Robert Gooding-Williams is the M. Moran Weston/Black Alumni Council Professor of African-American Studies and professor of philosophy and of African American and African diaspora studies at Columbia University. His areas of research and teaching interest include social and political philosophy, the history of African American political thought, 19th-century European philosophy, existentialism, and aesthetics. Gooding-Williams is the author of Zarathustra’s Dionysian Modernism (Stanford University Press, 2001), Look, A Negro!: Philosophical Essays on Race, Culture, and Politics (Routledge, 2005), and In The Shadow of Du Bois: Afro-Modern Political Thought in America (Harvard University Press, 2009). In 2010, In the Shadow of Du Bois won two book prizes: one, for the best book on race, ethnicity and political thought awarded by the Race, Ethnicity, and Politics section of the American Political Science Association; and the second, an honorable mention citation by the David Easton Award, awarded by the Foundations of Political Theory section of the American Political Science Association. Gooding-Williams was elected to the American Academy of Arts and Sciences in 2018.

Naomi Murakawa is an associate professor of African American studies at Princeton University. She studies the reproduction of racial inequality in the 20th- and 21st-century American politics, with specialization in crime policy and the carceral state. She is the author of The First Civil Right: How Liberals Built Prison America (Oxford University Press, 2014), and her work has appeared in Law & Society Review, Theoretical Criminology, Du Bois Review, and several edited volumes. She has received fellowships from Columbia Law School’s Center for the Study of Law and Culture, as well as the Robert Wood Johnson Foundation’s Health Policy Research Program.

Prior to joining the Department of African American Studies at Princeton, she taught in the Department of Political Science at the University of Washington. Professor Murakawa received her B.A. in women’s studies from Columbia University, her M.Sc. in social policy from the London School of Economics, and her Ph.D. in political science from Yale University.

Brandon M. Terry is assistant professor of African and African American studies and social studies at Harvard University. Terry earned a Ph.D. with distinction in political science and African American studies from Yale University, an M.Sc. in political theory research as a Michael von Clemm Fellow at Corpus Christi College at the University of Oxford, and an A.B., magna cum laude, in government and African and African American studies from Harvard College.

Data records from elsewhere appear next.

PR #634, opened 2023-03-27
Fix row/col component

Fosol:
Fixed issue introduced with prior flexbox fix.

Columns and Rows should by default wrap.

image


libs/npm/core/src/components/flex/row/styled/Row.tsx
```diff
@@ -5,7 +5,7 @@ import { IRowProps } from '..';
 export const Row = styled.div<IRowProps>`
   display: flex;
   width: ${(props) => props.width ?? 'auto'};
-  flex-wrap: ${(props) => (props.nowrap ? 'nowrap' : props.wrap ?? 'nowrap')};
+  flex-wrap: ${(props) => (props.nowrap ? 'nowrap' : props.wrap ?? 'wrap')};
```
Fosol, line 8: @CelloLiu this is what you broke when you fixed the styling.  Every Row/Col enforced `nowrap`, which was the opposite of what they were doing originally.  Highlights the issue I mentioned about your initial change.  Wish I caught it when reviewing your second change which was to fix the incorrect keyword `no-warp`.

PR #643, opened 2023-03-29
Update make pack script

jdtoombs:
Putting this up just incase it is useful for anyone else.

Can now do:
`make pack n=editor` OR `make pack n=subscriber`


libs/npm/core/scripts/package.sh
jdtoombs, line 1: Just indentation with the new if statement

Fosol (approved):

PR #645, opened 2023-03-29
Fix advanced source filter

Fosol:
This fixes a bug I introduced in the advanced search when selecting a source.

image


app/editor/src/features/content/list-view/constants/fieldTypes.ts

A scholar of African American political thought, Brandon is the editor, with Tommie Shelby, of To Shape a New World: Essays on the Political Philosophy of Martin Luther King, Jr. (Harvard University Press, 2018) and the editor of Fifty Years Since MLK (Boston Review/MIT 2018). He has published work in Modern Intellectual History, Political Theory, The New York Review of Books, The Los Angeles Review of Books, Boston Review, Dissent, The Point, New Labor Forum, Perspectives on Politics. For his work, Brandon has received fellowships and awards from the Edmund J. Safra Center for Ethics, the Center for History and Economics, the Ford Foundation, the Mellon-Mays Foundation, the American Political Science Association, the National Conference of Black Political Scientists, and Best American Essays. He is the author of the forthcoming book, The Tragic Vision of the Civil Rights Movement: Political Theory and the Historical Imagination that interrogates, with philosophy of history, literary theory, and political philosophy, the normative and political significance of the different ways we imagine African American history. He also currently serves on the board of King Boston, a privately funded non-profit working closely with the City of Boston and the Boston Foundation to create a living memorial and civic action programs honoring the legacy of Dr. Martin Luther King, Jr. and Coretta Scott King and their struggles to end militarism, economic injustice, and racism.